PR #1538, opened 2025-08-25
Fix variables inside French translation

LukasKalbertodt:
All these seem to be only used in alt-text and aria-labels, that's probably why no one noticed.


owi92 (approved):
Soo, how did _you_ notice then?

PR #1539, opened 2025-08-26
Add caption files to video download menu

### LINKED ISSUE #1537: Add an option to download the transcript
Maybe under "Downloads" for users that can not edit the video to do so.

Image

owi92:
See commits.

Closes #1537

### DIFF
--- a/frontend/src/routes/manage/Video/TechnicalDetails.tsx
+++ b/frontend/src/routes/manage/Video/TechnicalDetails.tsx
@@ -1,4 +1,5 @@
 import { useTranslation } from "react-i18next";
+import { Fragment } from "react";
 
 import { NotAuthorized } from "../../../ui/error";
 import { useUser } from "../../../User";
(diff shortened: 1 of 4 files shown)


frontend/src/routes/manage/Video/TechnicalDetails.tsx
```diff
@@ -135,6 +144,7 @@ export const TrackInfo: React.FC<TrackInfoProps> = (
                     {flat ? trackItems : <>{flavorLabel}<ul>{trackItems}</ul></>}
                 </Fragment>;
             })}
+            {event.authorizedData.captions && <VTTInfo captions={event.authorizedData.captions} />}
```
LukasKalbertodt, line 147: Why the condition? I think `captions` should be non-null here, no?

frontend/src/util/index.tsx
```diff
@@ -334,3 +336,23 @@ export const floatingMenuProps = (isDark: boolean) => ({
     borderWidth: isDark ? 1 : 0,
     backgroundColor: isDark ? COLORS.neutral15 : COLORS.neutral05,
 }) as const;
+
+
```
LukasKalbertodt, line 340: (snippet unrelated)

Currently we have a weird ` h2: { display: "none" }` where we use `TrackInfo` in the downloads menu. It would be cleaner to pull out the main content of `TrackInfo` into a component in `ui/Video` or sth like that. The `<section>` and `<h2>` the stays in `TechnicalDetails` and isn't in the downloads menu then.

Issue #1529, opened 2025-08-19
Series details: Removing videos from series is not possible on our installation


dagraf:
It might be possible that the "Remove" button on the page "Series details" does not work properly in some contexts. On our installation (Tobira v3.5), when I "remove" a video from a series and I then click on "save changes" the video does NOT get removed (see screenshots). I checked that the concerning video has no workflow running and was able to reproduce it in other series. On tobira.opencast.org it works as expected. Might our setting that series are 'required' be the reason for the buggy behavior on our installation?

owi92:
I have not been able to reproduce this using the "series required" setting, so I don't think that alone can cause this.

If you can, please see if there are any errors showing in console when you attempt the removal (press f12 and select the "console" tab of the window that should pop up in your browser).

Though it's probably best if I can take a look at your specific Tobira and Opencast installations.

dagraf:
@snoesberger: Can you please react to the comment of @owi92 above? Thanks!

snoesberger:
> I have not been able to reproduce this using the "series required" setting, so I don't think that alone can cause this.
> 
> If you can, please see if there are any errors showing in console when you attempt the removal (press f12 and select the "console" tab of the window that should pop up in your browser).
> 
> Though it's probably best if I can take a look at your specific Tobira and Opencast installations.

I don't see any errors in the console when I remove a video from a series. Everything looks fine, but the video isn't removed.
In the network tab of the browser console, I can see the following POST request, which gets an HTTP 200 response:

```
{"query":"mutation SeriesDetailsContentMutation(\n  $id: ID!\n  $addedEvents: [ID!]!\n  $removedEvents: [ID!]!\n) {\n  updateSeriesContent(id: $id, addedEvents: $addedEvents, removedEvents: $removedEvents) {\n    entries {\n      __typename\n      ... on AuthorizedEvent {\n        id\n        isLive\n        title\n        created\n        creators\n        description\n        canWrite\n        syncedData {\n          thumbnail\n          audioOnly\n          duration\n          startTime\n          endTime\n        }\n      }\n      ... on Node {\n        __isNode: __typename\n        id\n      }\n    }\n    id\n  }\n}\n","variables":{"id":"<some-id>","addedEvents":[],"removedEvents":["<some-different-id>"]}}
```

owi92:
Alright, so we know what's happening.

> Might our setting that series are 'required' be the reason for the buggy behavior on our installation?

[...]

PR #1543, opened 2025-09-01
Add config option to disable video removal in series management

owi92:
This is a temporary solution to deal with the fact that Opencast can be configured in a way that makes it mandatory for a video to always be part of a series. If that is configured, removing a video doesn't work (see #1529).
Until we add the necessary API and interface directly move a video to another series instead of just removing it, it's best to just let admins use this option to disable video removal.
For that, `general.allow_series_event_removal = false` needs to be set.

The UI will then show a note and the `remove` buttons will be disabled:

Bildschirmfoto 2025-09-01 um 14 34 14

### DIFF
--- a/backend/src/config/general.rs
+++ b/backend/src/config/general.rs
@@ -135,6 +135,12 @@ pub(crate) struct GeneralConfig {
     /// content in your Tobira is safe for all audiences.
     #[config(default = true)]
     pub explicit_rss_content: bool,
+
+    /// Whether users can remove events from a series they have write access for.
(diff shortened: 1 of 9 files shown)


LukasKalbertodt (approved):
As you said, it's a temporary solution. In the future, I imagine that we have a general configuration about what kind of metadata fields exist, which are required and so on. 

As with #1540, this information can likely be retrieved from Opencast, but doing so would have disadvantages. So as a temporary solution, a config option is fine.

______________________________

▶ _Task_
Say how many lines of the material above include the word "files", giving the number alone.

▶ _Result_
3